AP Physics 1, High-Yield Concepts
AP Physics 1 is the entry point to the suite: algebra-based mechanics plus simple harmonic motion, waves, and basic circuits. The exam rewards conceptual fluency as much as calculation. These cards cover both types of knowledge.
Kinematics and Motion
Start with the three kinematic equations for constant acceleration along one dimension: v = v0 + at, x = x0 + v0t + 1/2 at squared, and v squared = v0 squared + 2a(x - x0). Always identify knowns and unknowns before choosing an equation.

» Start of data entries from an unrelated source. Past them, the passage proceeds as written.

PR #3825, opened 2025-01-02
flamenco: fix strict aliasing violations for loader v4

mjain-jump:


src/flamenco/runtime/program/fd_loader_v4_program.c
```diff
@@ -36,8 +36,7 @@ fd_loader_v4_set_state( fd_exec_instr_ctx_t *  instr_ctx,
     return FD_EXECUTOR_INSTR_ERR_ACC_DATA_TOO_SMALL;
   }
 
-  fd_loader_v4_state_t * out_state = (fd_loader_v4_state_t *)data;
-  *out_state = *state;
+  fd_memcpy( data, state, LOADER_V4_PROGRAM_DATA_OFFSET );
```
lidatong, line 39: you should `fd_type_pun( ... )` these instead. then you can do the cast and avoid the copy

as an aside, use `memcpy` instead of `fd_memcpy` when the size of the copy is statically known

src/flamenco/runtime/program/fd_loader_v4_program.c
```diff
@@ -54,7 +53,8 @@ fd_loader_v4_get_state( fd_borrowed_account_t const * program,
   if( FD_UNLIKELY( program->const_meta->dlen<LOADER_V4_PROGRAM_DATA_OFFSET ) ) {
     return FD_EXECUTOR_INSTR_ERR_ACC_DATA_TOO_SMALL;
   }
-  *state = *( (fd_loader_v4_state_t *) program->const_data );
+
+  fd_memcpy( state, program->const_data, LOADER_V4_PROGRAM_DATA_OFFSET );
```
lidatong, line 57: same as above

lidatong (changes requested):

lidatong (approved):

PR #6144, opened 2025-08-25
runtime: fix vote_states_iter

ripatel-fd:
- **Reuse map_chain_iter struct**
- **runtime: fix vote_states_iter**


ibhatt-jumptrading (approved):
thanks for doing this

PR #6152, opened 2025-08-25
pack, poh: fix pack ownership of slot bank

jherrera-jump:


src/discoh/poh/fd_poh_tile.c
```diff
@@ -446,6 +446,11 @@ typedef struct {
      that we know which slot the slot_done message is arriving for. */
   int slot_done;
 
+  /* Pack / Bank might still own the previous leader bank in draining
+     mode.  We keep a copy of a reference here so that we can properly
+     increment / decrement its Arc. */
+  void const * draining_leader_bank;
```
ptaffet-jump:
```suggestion
  /* Pack and bank tiles need a reference to the bank object with a slightly different lifetime than current_leader_bank, particularly when we switch forks in the middle of a leader slot.  We need to make sure we don't free the last reference to the bank while the pack or bank tiles are still using it.  The strange thing is that bank tiles have no concept of the current slot, but we know they're done with the bank object when pack's inter-slot bank draining process is complete.  Pack notifies PoH by a frag with sig==ULONG_MAX on the pack_poh link when the banks are drained, and the PoH tile must then free the reference on behalf of pack.
    pack_leader_bank is non-NULL when the reference we're holding on behalf of the pack tile is acquired, and NULL when it is not acquired. */
  void const * pack_leader_bank;
```

ptaffet-jump (approved):
Code looks great! Can we clarify the comment to make it easier for the next time we need to remember how this works?

PR #6157, opened 2025-08-25
bundle: ignore bundles >5 txns

jherrera-jump:


ripatel-fd:
@jherrera-jump What motivated this change?

PR #6158, opened 2025-08-25
ballet: fix elf section header addr check

cali-jumptrading:


src/ballet/sbpf/fd_sbpf_loader.c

Projectile motion treats horizontal and vertical motion separately. Horizontal motion stays constant (ax = 0). Vertical motion experiences constant acceleration (ay = -9.8 m/s squared). Time links both axes together.
Forces and Newton's Laws
Newton's First Law states that objects at rest stay at rest and moving objects maintain constant velocity unless a net external force acts on them. This is the foundation of inertial reference frames.
Newton's Second Law (ΣF = ma) means net force equals mass times acceleration and points in the direction of acceleration. Always start mechanics problems with a free-body diagram showing every force.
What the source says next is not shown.